The Night Train to Hanoi and the Scooter Chase That Almost Killed Us
Street food, near-death experiences, and the friend who saved my life
Let me set the scene: Ho Chi Minh City, 2 AM, and I'm on the back of a motorbike, holding on for dear life as we weave through traffic that makes New York look like a parking lot. My friend Joey—yes, that Joey—is driving, and we're being chased by three guys on scooters because Joey accidentally cut someone off and then, being Joey, flipped them off.
This all started because we wanted phở. Not the tourist phở, the real stuff. The kind you get from a street vendor at midnight, sitting on plastic stools, with motorbikes whizzing past your elbow. We'd been in Vietnam for two weeks, and Joey had become obsessed with finding 'the perfect bowl.'
So there we were, at this tiny stall in District 1, eating the most incredible phở I've ever had.
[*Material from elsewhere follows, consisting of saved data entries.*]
PR #1373, opened 2026-07-13
Validate Payment Unit Budget

zandre-eng:
## Product Description

Payment Units draw each worker's delivery limit from a shared opportunity budget. Previously, an admin could add or enlarge a Payment Unit (or create Payment Units via the automation API) in a way that left the budget unable to fund the full limit for every worker who had *already* claimed — silently reducing some workers' limits. This change validates that the opportunity's total budget can still cover all existing claimants at the full limit, and blocks the change otherwise.

- **Automation API:** rejects the request with `400` and the specific message, e.g. _"The opportunity budget cannot give the full limit to all 3 workers who have already claimed. Increase it to at least 3000 USD."_
- **Web form:** the invalid submission is blocked. Note: until the [companion form re-render PR](https://github.com/dimagi/commcare-connect/pull/1380) merges, the web form surfaces this as a generic "Invalid Data" message on the Payment Units list page rather than the specific message inline (see Technical Summary).

## Technical Summary

[Link to ticket here](https://dimagi.atlassian.net/browse/CI-741)

The rule lives in one place — `Opportunity.validate_budget_for_payment_units`, which takes the complete effective set of units and raises `ValidationError` — so the web form and the DRF serializer share identical logic and message. Each caller only differs in how it assembles that set: the form uses the proposed/edited unit plus the other existing units, while the batch API uses all proposed units plus all existing ones. The method raises Django's core `ValidationError` rather than returning a message so both entry points work unchanged: the form's `clean()` surfaces it, and DRF's `run_validation` converts it to a `400` (verified to produce output identical to `serializers.ValidationError` for a string message).

One sequencing consequence: the specific, user-facing message on the **web form** depends on the [companion PR](https://github.com/dimagi/commcare-connect/pull/1380) that re-renders the form on error instead of redirecting. Until that merges, the web form still redirects to the list with a generic "Invalid Data" toast; the automation API returns the specific message regardless, since it doesn't go through that view.

### Safety story

The change is fail-closed validation at the write boundary — it only blocks invalid saves and adds no data migrations. It early-returns when the opportunity has no budget or no existing claimants, so opportunities that don't meet those preconditions are entirely unaffected. Fully reversible by reverting the branch.

### Automated test coverage

Tests cover the model rule through both entry points: the form path (reject an over-budget add, accept one within budget, skip when there are no claimants, and reject enlarging an existing unit beyond budget) and the automation API (reject when the budget can't cover existing claimants with nothing persisted, and accept when it can).

### QA Plan

### Labels & Review

### DIFF
--- a/commcare_connect/opportunity/forms.py
+++ b/commcare_connect/opportunity/forms.py
@@ -1378,33 +1378,15 @@ class PaymentUnitForm(forms.ModelForm):
         """
         Reject the create/edit if the budget can't give every existing claimant the full limit.
         """
-        opportunity = self.opportunity
-        claimant_count = OpportunityClaim.objects.filter(opportunity_access__opportunity=opportunity).count()
-        if not claimant_count or not opportunity.total_budget:
-            return
-
         max_total = cleaned_data.get("max_total")
         amount = cleaned_data.get("amount")
         if max_total is None or amount is None:
             return
-        org_amount = cleaned_data.get("org_amount") or 0
 
-        other_units = opportunity.paymentunit_set.exclude(pk=self.instance.pk)
-        budget_per_user = max_total * (amount + org_amount) + Opportunity.budget_per_user_for_units(other_units)
+        proposed_unit = PaymentUnit(max_total=max_total, amount=amount, org_amount=cleaned_data.get("org_amount") or 0)
+        other_units = self.opportunity.paymentunit_set.exclude(pk=self.instance.pk)
 
-        required_budget = budget_per_user * claimant_count
-        if opportunity.total_budget < required_budget:
-            raise ValidationError(
-                _(
-                    "The opportunity budget cannot give the full limit to all %(claimants)d workers "
-                    "who have already claimed. Increase it to at least %(required)d %(currency)s before saving."
-                )
-                % {
-                    "claimants": claimant_count,
-                    "required": required_budget,
-                    "currency": opportunity.currency_code or "",
-                }
-            )
+        self.opportunity.validate_budget_for_payment_units([proposed_unit, *other_units])
 
 
 class SendMessageMobileUsersForm(forms.Form):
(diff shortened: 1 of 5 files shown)


ajeety4 (approved):
The changes looks good. 

(Out of the scope of this PR)  I noticed we redirect to the list page even in case of errros instead of returning the form, and wondering what could be the reason for it.
We lose the form state, and user need to fill out the form again.  It would be nice to check and fix that too if possible.

commcare_connect/opportunity/forms.py
```diff
@@ -1370,8 +1370,42 @@ def clean(self):
...
+        other_units = opportunity.paymentunit_set.exclude(pk=self.instance.pk)
+        budget_per_user = max_total * (amount + org_amount) + Opportunity.budget_per_user_for_units(other_units)
+
+        required_budget = budget_per_user * claimant_count
+        if opportunity.total_budget < required_budget:
+            raise ValidationError(
+                _(
+                    "The opportunity budget cannot give the full limit to all %(claimants)d workers "
+                    "who have already claimed. Increase it to at least %(required)d %(currency)s before saving."
+                )
```
hemant10yadav: 👍

hemant10yadav (commented):
We should implement the same validation in the automation APIs as well.

zandre-eng:
> We should implement the same validation in the automation APIs as well.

The broth was rich, the noodles were perfect, and the beef was so tender it melted. We're sitting there, talking about how this is the best meal of the trip, when Joey decides we need to find another place for comparison.
That's when it happened. Joey, being Joey, pulled out in front of three guys on scooters. Not a big deal, right? Wrong. In Vietnam, cutting someone off is basically declaring war. These guys started yelling, Joey yelled back, and then—because he's Joey—he gave them the finger.
Next thing I know, we're being chased. Three scooters, weaving through traffic, and Joey is somehow both terrified and having the time of his life. We're going 60 kilometers an hour through streets that are maybe wide enough for one car, and I'm holding onto Joey's waist, screaming things I can't repeat here.
We lost them eventually—Joey took a sharp turn down an alley, and we hid behind a stack of boxes for ten minutes. When we finally came out, we were both shaking, but also laughing. Because of course we were. We'd just survived a scooter chase in Ho Chi Minh City. How do you not laugh at that?
The next day, we took the night train to Hanoi. It's a 36-hour journey, and the train is basically a moving hostel. We shared a compartment with a Vietnamese family who didn't speak English but kept feeding us food and laughing at our attempts to communicate. The train rattled through the night, and I lay there thinking about how travel is just a series of near-death experiences punctuated by incredible food.
Hanoi was different. Quieter, more contemplative. We spent our days exploring the Old Quarter, eating bún chả (grilled pork with noodles—Obama's favorite, the locals kept telling us), and drinking egg coffee at cafes that felt like they'd been there for a hundred years.
But the scooter chase? That's the story we tell. Not the beautiful temples, not the incredible food, not even the night train. The scooter chase. Because that's what travel really is—it's the moments where everything goes wrong, and you're terrified, and then you're laughing, and you realize you're alive and you're in Vietnam and this is your life now.
Joey and I still talk about it. We have a group chat called 'The Scooter Chase Survivors,' and every year on the anniversary, we send each other phở recipes. Because that's what friends do—they almost get you killed, and then they make it into a story you tell for the rest of your life.